== WHAT TO WORK ON ==
Report how many lines below include "chap", giving the figure alone.

(RECORDS FOR THE EXERCISE begins)

PR #848, opened 2018-02-05
Add appdata

Alexander-Wilms:
This adds an [AppData](https://www.freedesktop.org/software/appstream/docs/chap-Quickstart.html#sect-Quickstart-DesktopApps) file, which makes applications look better in Gnome Software & KDE Discover.

Also, this changes the ID of the desktop file to use the same reverse domain name notation.

### DIFF
--- a/net.mancubus.SLADE.appdata.xml
+++ b/net.mancubus.SLADE.appdata.xml
@@ -1,0 +1,94 @@
+<?xml version="1.0" encoding="UTF-8"?>
+<component type="desktop">
+	<id>net.mancubus.SLADE</id>
+	<name>SLADE</name>
+	<summary>It's a Doom editor</summary>
+	<metadata_license>CC0-1.0</metadata_license>
+	<project_license>GPL-2.0</project_license>
+	<developer_name>Simon Judd</developer_name>
+	<url type="homepage">http://slade.mancubus.net/</url>
+	<url type="bugtracker">https://github.com/sirjuddington/SLADE/issues</url>
+	<description>
+		<p>
+			SLADE3 is a modern editor for Doom-engine based games and source ports. It has the ability to view, modify, and write many different game-specific formats, and even convert between some of them, or from/to other generic formats such as PNG.
+		</p>
+		<p>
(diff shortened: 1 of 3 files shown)


net.mancubus.SLADE3.appdata.xml
```diff
@@ -0,0 +1,94 @@
+<?xml version="1.0" encoding="UTF-8"?>
+<component type="desktop">
+	<id>net.mancubus.SLADE3</id>
+	<name>SLADE3</name>
+	<summary>It's a Doom editor</summary>
+	<metadata_license>CC0-1.0</metadata_license>
```
Alexander-Wilms: Is llicensing the matadata under CC0 ok? Citing the AppData spec:
"A permissive [metadata-]license ensures your data can be combined with arbitrary other data in one file, without license conflics (this means copyleft licenses like the GPL are not suitable as metadata license). Possible license identifiers include:

    FSFAP
    CC0-1.0
    CC-BY-3.0
    CC-BY-SA-3.0
    GFDL-1.3
    MIT"

sirjuddington:
Looks fine, although I'd probably just go with SLADE instead of SLADE3 for the name. Also with the id, does it have to be the website? Seems a bit strange to use that as it could potentially change during the lifetime of the application

Alexander-Wilms:
Alright, should the description also mention SLADE, or SLADE3?

Yes, the first two elements of the ID must be an actual website, so a lot projects use e.g. com.github.sirjuddington.SLADE

cf. the AppStream spec:

"The ID must follow a reverse-DNS scheme, consisting of {tld}.{vendor}.{product}, for example org.kde.Gwenview or com.hugski.ColorHug2. Ownership of {vendor}.{tld} in the domain name system guarantees uniqueness of IDs. "

https://www.freedesktop.org/software/appstream/docs/chap-Metadata.html

sirjuddington:
Hmm well ok that should be fine then.

Keep 'SLADE 3' in the description because otherwise it doesn't make much sense (I should probably rewrite the 'about' stuff at some point), but the application name should be just SLADE.

Alexander-Wilms:
Done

(RECORDS FOR THE EXERCISE ends)

== TASK SOLUTION ==
2